[Stored data entries]
BEGIN

PR #251, opened 2022-07-26
Dark Mode v1

jrouzies-fr:
Implement Dark Mode option:

- Added in Settings
- Converts everything to Dark Mode excepts:
  - Tabs line 
  - Dialog box menus (like Settings).
  - Default log background. Workaround: apply an highlight for everything to be darker.


jrouzies-fr:
Some preview:

image

Menu:

image

Setting:

image

Hirogen:
- Please extract the classes. 1 Class - 1 File. (When I refactor something I also extract the older classes from the files)
- Put the Form Extensions under the following folder:
  - Logexpert / Extensions / Forms
- please use paletton.com or any other tool to get a "dark color scheme", and change the colors accordingly example: https://paletton.com/#uid=75-0u0k00bN0anK00hJ014l6n0u
- if possible avoid black at all costs, use darker greys, best examble is the visual studio dark theme!
To change the color of the Grid, you need to adapt the class BufferedDataGridView

jrouzies-fr:
> * Please extract the classes. 1 Class - 1 File. (When I refactor something I also extract the older classes from the files)
> * Put the Form Extensions under the following folder:
>   
>   * Logexpert / Extensions / Forms
> * please use paletton.com or any other tool to get a "dark color scheme", and change the colors accordingly example: https://paletton.com/#uid=75-0u0k00bN0anK00hJ014l6n0u
> * if possible avoid black at all costs, use darker greys, best examble is the visual studio dark theme!
> * To change the color of the Grid, you need to adapt the class BufferedDataGridView
> * Please us the "Dark-Theme" branch, I just created it, it will server as the basis for all changes the still need to be done

I implemented most, but I am blocking on those 2 points:

1. I can't find where are the Log Tabs visible in the code and where to change their colors
2. The ForeColor on the dataGridView cells don't seem to work, I think it might apply the Tab foreColor

image

Hirogen:
>I can't find where are the Log Tabs visible in the code and where to change their colors

that would be part of the WinFormsUI - The "DockPanel" if I'm not mistaken!

> The ForeColor on the dataGridView cells don't seem to work, I think it might apply the Tab foreColor

that would be the function

`public void CellPainting(DataGridView gridView, int rowIndex, DataGridViewCellPaintingEventArgs e)`

in the LogWindowsPublic.cs file

jrouzies-fr:
> 

I was already modifying in the CellPainting, the background is working perfectly, but not the ForeGround

image

I'll continue checking tomorrow!

jrouzies-fr:
> > 
> 
> I was already modifying in the CellPainting, the background is working perfectly, but not the ForeGround
> 
> image
> 
> I'll continue checking tomorrow!

The text color was later, this is fixed.

-------

I am still struggling for the Tabs, they seem to be inserted programmatically but there is no TabControl with its colors.

There was a commented method here (LogTabWindowPrivate), I suppose this is why changing the color tab from the menu doesn't work:

image

I found the code to change the Text tab but that's it, no colors options.

-------

Also I don't seem to find a solution to stretch the Timeshift textbox all the way, from what I searched not sure it is doable:

image

jrouzies-fr:
Ok it seems to be all those gradient stuff

image

image

Hirogen:
> There was a commented method here (LogTabWindowPrivate), I suppose this is why changing the color tab from the menu doesn't work: 

menu does look way  better then the pure black one, color scheme is really nice, the red though is kind of eye destroying ;D

jrouzies-fr:
> > There was a commented method here (LogTabWindowPrivate), I suppose this is why changing the color tab from the menu doesn't work:
> 
> menu does look way better then the pure black one, color scheme is really nice, the red though is kind of eye destroying ;D

The red is just to make sure highlights are still working through code changing :P

I was able to make the tabs work !

image

jrouzies-fr:
I renamed the branch I will re-do a PR

jrouzies-fr:
@Hirogen  on which branch should I merge the Dark-Theme? There is already one on your side no?

Hirogen:
yes, dark-theme is the designated branch, until we could verify it works as it should be, looks good and has no further impact on the rest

END

Task directions
Every line above in which the word "working" occurs is to be copied.

Answer section
I was already modifying in the CellPainting, the background is working perfectly, but not the ForeGround
> I was already modifying in the CellPainting, the background is working perfectly, but not the ForeGround
The red is just to make sure highlights are still working through code changing :P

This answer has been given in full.